Dataset excerpts:

PR #168, opened 2021-05-04
add releaseNumber and releaseDate to service info and update header r…

LeonardoGonzales:
…esponse to return both

### DIFF
--- a/common-rest/src/main/java/org/uniprot/api/rest/output/header/HttpCommonHeaderConfig.java
+++ b/common-rest/src/main/java/org/uniprot/api/rest/output/header/HttpCommonHeaderConfig.java
@@ -30,10 +30,10 @@ import org.uniprot.api.rest.service.ServiceInfoConfig;
 @Configuration
 @Import({ServiceInfoConfig.class})
 public class HttpCommonHeaderConfig {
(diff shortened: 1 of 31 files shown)


common-rest/src/main/java/org/uniprot/api/rest/output/header/HttpCommonHeaderConfig.java
```diff
@@ -30,8 +30,10 @@
 @Configuration
 @Import({ServiceInfoConfig.class})
 public class HttpCommonHeaderConfig {
-    public static final String X_RELEASE = "X-Release";
+    public static final String X_RELEASE_NUMBER = "X-ReleaseNumber";
+    public static final String X_RELEASE_DATE = "X-ReleaseDate";
     static final String ALLOW_ALL_ORIGINS = "*";
+    public static final String X_TOTAL_RECORDS = "X-TotalRecords";
```
eddturner, line 36: maybe these should not be camelcase?

I've seen sometimes servers/traffic managers changing the headers to be lowercase (no idea why this happens sometimes).

so maybe they could be
x-release-number
x-release-date
x-total-records ?

eddturner (changes requested):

Required work: Scan the material above for "static". Copy every line where it appears.

Worked solution:
-    public static final String X_RELEASE = "X-Release";
+    public static final String X_RELEASE_NUMBER = "X-ReleaseNumber";
+    public static final String X_RELEASE_DATE = "X-ReleaseDate";
     static final String ALLOW_ALL_ORIGINS = "*";
+    public static final String X_TOTAL_RECORDS = "X-TotalRecords";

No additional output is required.